Stored data.

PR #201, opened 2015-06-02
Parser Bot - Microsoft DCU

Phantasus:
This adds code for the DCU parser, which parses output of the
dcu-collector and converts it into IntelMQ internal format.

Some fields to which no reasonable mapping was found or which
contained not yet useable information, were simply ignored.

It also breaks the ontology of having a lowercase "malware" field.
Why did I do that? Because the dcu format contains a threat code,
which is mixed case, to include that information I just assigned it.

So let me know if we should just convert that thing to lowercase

Problem.
Each entry above is to be written out exactly.

Answer to this exercise.
PR #201, opened 2015-06-02
Parser Bot - Microsoft DCU

Phantasus:
This adds code for the DCU parser, which parses output of the
dcu-collector and converts it into IntelMQ internal format.

Some fields to which no reasonable mapping was found or which
contained not yet useable information, were simply ignored.

It also breaks the ontology of having a lowercase "malware" field.
Why did I do that? Because the dcu format contains a threat code,
which is mixed case, to include that information I just assigned it.

So let me know if we should just convert that thing to lowercase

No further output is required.